Dari Bitcoin hingga NFT, masyarakat Indonesia mulai melirik instrumen baru ini sebagai peluang finansial. Namun, seiring dengan maraknya transaksi kripto, muncul pula sengketa hukum: penipuan, kerugian investasi, hingga pencucian uang berbasis aset digital.
Lantas, bagaimana Mahkamah Agung (MA) menyikapi gelombang perkara ini?
Secara hukum, aset kripto belum sepenuhnya diatur dalam satu payung undang-undang khusus. Saat ini, regulasi utama datang dari Bappebti (Badan Pengawas Perdagangan Berjangka Komoditi) yang mengatur kripto sebagai komoditas, bukan alat pembayaran.
Di sisi lain, OJK dan Bank Indonesia masih bersikap hati-hati. Ketika terjadi perkara, maka pengadilan, termasuk MA, sering kali harus membuat tafsir sendiri terhadap konsep yang tergolong baru ini.
Di sinilah peran hakim menjadi sangat penting. Ketika regulasi belum lengkap, maka putusan hakim menjadi rujukan.
MA sebagai pengadilan tertinggi memiliki tanggung jawab untuk memberikan kepastian hukum melalui yurisprudensi. Ini bukan tugas ringan, karena hakim dituntut untuk memahami aspek teknologi, keuangan, sekaligus dampaknya bagi masyarakat.
Hakim tidak hanya berpegang pada aturan tertulis, tapi juga harus menafsirkan semangat hukum yang hidup di tengah masyarakat.
Dalam perkara aset digital, pendekatan kontekstual menjadi penting agar keadilan tidak hanya terlihat formal, tapi juga substantif.
Misalnya, bagaimana menilai kerugian dari investasi kripto yang fluktuatif?
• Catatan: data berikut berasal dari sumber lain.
Issue #796, opened 2024-03-29
Error cleanly when no output requested using .materialize


skrawcz:
If no output is requested using .materialize() we don't error at all.

# Current behavior
It gets stuck in an infinite loop.

## Steps to replicate behavior
This recreates the behavior -- there is no output requested.
```python
# test.py
from hamilton import driver
from hamilton.plugins import h_experiments
from hamilton.io.materialization import to, from_

def connect(a:dict) -> str:
    print('connect')
    print(a)
    return 'connect'

if __name__ == "__main__":
    import test

    tracker_hook = h_experiments.ExperimentTracker(
        experiment_name='exp',
        base_directory='.',
    )


    dr = (
        driver.Builder()
        .with_modules(test)
        .enable_dynamic_execution(allow_experimental_mode=True)
        # .with_execution_manager(execution_manager)
        .with_adapters(tracker_hook)
        .build()
    )
    materilizers = [
        from_.pickle(path='./data.pickle', target='a'),
    ]
    dr.materialize(*materilizers)
```

## Library & System Information
Latest hamilton, mac.

# Expected behavior
It errors out.

# Additional context

PR #810, opened 2024-04-08
No Output Requested while materializer should lead to error

swapdewalkar:
Address [#796 ](https://github.com/DAGWorks-Inc/hamilton/issues/796) 

## Changes
Added a check to to throw Error if materializer are 0.
Added Test case for the same

## How I tested this
Unit Tested
Run Example on local as well
test_no_materializer

## Checklist

### DIFF
--- a/hamilton/driver.py
+++ b/hamilton/driver.py
@@ -1454,6 +1454,8 @@ class Driver:
         materializer_vars = []
         try:
             materializer_factories, extractor_factories = self._process_materializers(materializers)
+            if len(materializer_factories)==0:
+                raise ValueError("No output requested or materializer factories were provided.")
             function_graph = materialization.modify_graph(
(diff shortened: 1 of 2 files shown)


hamilton/driver.py
```diff
@@ -1454,6 +1454,8 @@ def materialize(
         materializer_vars = []
         try:
             materializer_factories, extractor_factories = self._process_materializers(materializers)
+            if len(materializer_factories) == len(final_vars) == 0:
+                raise ValueError("No output requested or materializer factories were provided.")
```
skrawcz, line 1458:
```suggestion
                raise ValueError("No output requested. Please either pass in materializers that will save data, or pass in `additional_vars` to compute.")
```

skrawcz (approved):
LGTM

Atau bagaimana membuktikan niat jahat dalam transaksi blockchain yang anonim?
MA diharapkan bisa memberikan arahan yang jelas melalui putusan dan pedoman teknis. Ini penting agar seluruh pengadilan di Indonesia memiliki standar yang seragam dalam menangani kasus-kasus serupa.
Edukasi bagi hakim dan pembaruan regulasi juga perlu terus didorong agar sistem peradilan tidak tertinggal dari laju teknologi.
Ke depan, tantangan hukum di dunia digital akan terus meningkat.
Namun dengan kesiapan MA, pemahaman mendalam para hakim, serta dukungan dari seluruh pemangku kepentingan, kita bisa menapaki era baru peradilan yang relevan, adaptif, dan tetap menjunjung tinggi keadilan.